Links to the code I used and the visualizations I created:
Background
Cyclistic is a fictional bike-share offering with over 5,800 bicycles and 600 docking stations in the Chicago area. They have built a client base by marketing to broad consumer segments and offering a variety of bike styles to accommodate all riders. Casual riders in the system purchase either single or full-day passes while members hold annual passes. The finance analysts have discovered that annual members are more profitable than casual riders and wish to increase the number of members.
I am a junior data analyst working in the marketing analyst team at Cyclistic. The director of marketing believes the company’s future success depends on maximizing the number of annual memberships. Therefore, I was asked to answer the question: "How do annual and casual riders use Cyclistic bikes differently?"
Note: Two other questions were also present, but I was not directly assigned to answer them.
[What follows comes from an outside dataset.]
PR #895, opened 2023-01-20
Reenable alertmanager-operator tests now that charm is fixed on ops 2.0

benhoyt:
Also update these repos to their new (redirected) URLs.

My plan-of-action recommendations will take these questions into account:
- Depending on their habits regarding bike usage, how could casual riders be persuaded to buy annual Cyclistic memberships?
- How can Cyclistic use digital media to influence casual riders to become members?
Ask: Business Task
I will analyze data on the bike usage habits of current customers of Cyclistic bikes for trends such as usage patterns, frequency of usage, etc. to decipher the consumer characteristics of the two customer groups (annual and casual) so that our marketing team can develop and implement optimal marketing strategies.
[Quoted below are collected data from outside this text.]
PR #897, opened 2023-01-23
Make testing pull() raise pebble.PathError and improve docs

### LINKED ISSUE #896: Harness raises FileNotFoundError in `container.pull`
I have a unit test in which I see a FileNotFoundError on pull. Not sure if it's intended or if instead it should be PathError.

```
  File "/home/him/code/prometheus-k8s-operator/src/charm.py", line 743, in _generate_prometheus_config
    if config_hash == pull(container, CONFIG_HASH_PATH):
  File "/home/him/code/prometheus-k8s-operator/src/charm.py", line 86, in pull
    return container.pull(path, encoding="utf-8").read()
  File "/home/him/code/prometheus-k8s-operator/.tox/unit/lib/python3.10/site-packages/ops/model.py", line 1557, in pull
    return self._pebble.pull(str(path), encoding=encoding)
  File "/home/him/code/prometheus-k8s-operator/.tox/unit/lib/python3.10/site-packages/ops/testing.py", line 1930, in pull
    return self._fs.open(path, encoding=encoding)
  File "/home/him/code/prometheus-k8s-operator/.tox/unit/lib/python3.10/site-packages/ops/testing.py", line 2362, in open
    file = self.get_path(path)  # warning: no check re: directories
  File "/home/him/code/prometheus-k8s-operator/.tox/unit/lib/python3.10/site-packages/ops/testing.py", line 2382, in get_path
    raise FileNotFoundError(str(current_object.path / token))
FileNotFoundError: /etc
```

Prepare: Description of Data Source
The data used to help answer the business question came directly from Cyclistic’s own collection of metrics from stations and bikes owned by it. The data collected covered a 6-month period from January 2021 to June 2021 and was split into separate Excel files by month. Each table contained 13 columns including ride IDs, bike type, start and end times of each ride, start and end station identifiers such as name and location, and member type of the rider (annual members were simply mentioned as “members”).
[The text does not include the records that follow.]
PR #900, opened 2023-02-03
Don't call secret-info-get with both ID and label (it's a Juju error)

### LINKED ISSUE #899: uncaught error in `Secret.get_info()`
the following error appears while running the `owner` charm in [this demo bundle](https://github.com/PietroPasotti/secrets-demo-charms/tree/main)

image

benhoyt:
Fix itself is a two-character change: "if" -> "elif". :-)

Also a couple of drive-by fixes for docstrings.

Fixes #899. However, due to https://bugs.launchpad.net/juju/+bug/2004672, when this is fixed you get a "secret not found" error when `secret-info-get` is used in the same hook as the `secret-add`, because `secret-info-get` is not looking at pending creates.

### DIFF
--- a/ops/model.py
+++ b/ops/model.py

The data collected meets the ROCCC requirements for identifying good data sources and appears free of bias; however, there was some missing data for starting and ending locations for many rides. I downloaded each month’s CSV file and saved it as an .xlsx (Excel Workbook) file as well.
Process: Cleaning the Data
After obtaining the data, I opened each file individually in Excel to check the structure of the data. Due to the large nature of the data, I chose to clean each month's information separately in Excel before attempting to combine the data in SQL. Below is a summary of the cleaning done:
- Formatted all columns so that all were adjusted for column width depending on the cell values. Also center-aligned all cell values.
- For each file, checked all rows for duplicate values using the built-in feature in Excel. None were found.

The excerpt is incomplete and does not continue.